Windows Network File System Remote Code Execution Vulnerabilities

Windows Network File System Remote Code Execution Vulnerabilities

Two high* level vulnerabilities related to Windows Network File System has just published.

Windows Network File System Remote Code Execution Vulnerabilities

The Remote Code Execution Vulnerabilities allow the attacker to get improper control of generation of code remotely on Windows Servers.

Affected Systems

  • Windows Server 2012 R2, Windows Server 2008 R2 x64, Windows Server 2016, Windows Server, version 20H2, Windows Server 2022, Windows Server 2019

IoC’s

-

Recommended Solution(s)

CVE-2022-22029 vulnerability is not exploitable in NFSV4.1. Prior to updating your version of Windows that protects against this vulnerability, you can mitigate an attack by disabling NFSV3. This may adversely affect your ecosystem and should only be used as a temporary mitigation.

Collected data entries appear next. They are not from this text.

Issue #5452, opened 2018-10-31
Implement new tagging scheme for fire hydrants


momu:
There was a [successful proposal for improving the hydrants tagging][0]. [According to the wiki][1] there are some changes regarding `emergency=fire_hydrant`. E.g. `fire_hydrant:type=pond` is deprecated, `fire_hydrant:type=pipe` is new.

Can someone add it?

[0]: https://wiki.openstreetmap.org/wiki/Proposed_features/Fire_Hydrant_Extensions_(part_2)
[1]: https://wiki.openstreetmap.org/wiki/Tag:emergency%3Dfire_hydrant

momu:
I just started working on it: 

https://github.com/momu/iD/tree/fire-hydrants

If anybody is faster feel free to join.

bhousel:
This happened

PR #5488, opened 2018-11-14
Fire hydrants

momu:
Solves #5452.

Implements current [emergency=fire_hydrant tagging scheme][0]. Current scheme is based on [approved Fire Hydrant Extensions (part 2) proposal][1].

[0]: https://wiki.openstreetmap.org/wiki/Tag:emergency%3Dfire_hydrant
[1]: https://wiki.openstreetmap.org/wiki/Proposed_features/Fire_Hydrant_Extensions_(part_2)


bhousel:
Whoa this is a lot of stuff!   Can we trim it down to just the 5 or so most important and easiest fields that an untrained mapper could fill in?   We don't really add fields to iD that require specialized knowledge or training for someone to contribute.  (But things like where the hydrant is and the color of the cap seems fine)

fire hydrants

momu:
> Can we trim it down to just the 5 or so most important and easiest fields that an untrained mapper could fill in? 
Sure,I will have a look which parts are useful and easy to map.
Is it enough to remove the unnecessary from the preset (fire_hydrant.json) or do I have to remove the 
fields json-files also?

bhousel:
> do I have to remove the fields json-files also?

yes, please remove all the fields that aren't being shown anywhere.

PR #5491, opened 2018-11-16
Forest and wetland sub-type fill patterns

RudyTheDev:
This adds pattern fill images for forest and wetland sub-types (similar to the main map) to encourage tagging them. Specifically, it detects most common combinations like `landuse=forest; leaf_type=broadleaved` or `natural=wetland; wetland=marsh`.

Forest/wood:
forest patterns

Wetland:
wetland patterns

This changes how patterns are defined (since I need to match custom tag-values). This also stops incorrect tag/value pairs, such as `landuse=sand` or `amenity=wood` from being matched.


bhousel:
> This changes how patterns are defined (since I need to match custom tag-values). This also stops incorrect tag/value pairs, such as `landuse=sand` or `amenity=wood` from being matched.

Thanks, looks good @RudyTheDev 👍 

It's getting a bit complicated but that's ok for now.  Do you think it makes sense to eventually move the fill patterns into the preset definitions instead of having all the rules defined in `areas.js`?  I don't have a preference, just wondering what you think.

RudyTheDev:
@bhousel: My natural coding impulse is also to have these in presets. But I've done very little work in JavaScript so far. I might do a PR for this when I figure it out. (Having edited in iD for some 4 years, I definitely have a long wishlist, but not yet the knowledge of the project and JS.)

I'm not sure what sort of direction is best for fill patterns. For starters, I just wanted the functionality to add new ones. I'd like to add more, because few things motivate mappers more than pretty feedback. At the same time, prominent additions could mess up the visual language. I'll probably come up with a bunch of less-than-uncontroversial ideas and make a (proposal) issue for feedback.

PR #5496, opened 2018-11-17
Fire hydrants shortened

momu:
Solves #5452.

Implements current [emergency=fire_hydrant tagging scheme][0]. Current scheme is based on [approved Fire Hydrant Extensions (part 2) proposal][1].

As a result of discussion in #5488 only the most important basic  tags (easy to be mapped) are added:
  
* fire_hydrant:type
* fire_hydrant/pressure
 * fire_hydrant/diameter
* water_source
* survey/date
* fire_hydrant/position
* water_volume
* colour
* ref
* name

[0]: https://wiki.openstreetmap.org/wiki/Tag:emergency%3Dfire_hydrant
[1]: https://wiki.openstreetmap.org/wiki/Proposed_features/Fire_Hydrant_Extensions_(part_2)


quincylvania:
Hi @momu! Looks like this is coming along well. A couple notes:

The following PowerShell command will disable NFSV3:
Set-NfsServerConfiguration -EnableNFSV3 $false

Then reboot machine or restart NFS Server:
nfsadmin server stop
nfsadmin server start

It is highly recommended to install “Monthly Rollup” or “Security Only” releases listed below according to OS:
https://msrc.microsoft.com/update-guide/en-US/vulnerability/CVE-2022-22029#securityUpdates

CVE / CWE

CVE-2022-22029
CVE-2022-22039

Related Website(s)

* Vulnerabilities with a CVSS 3.1 score between 7.0 and 8.9 are evaluated to be “high” whereas vulnerabilities with a CVSS 3.1 score between 9.0 and 10.0 are evaluated to be “critical”.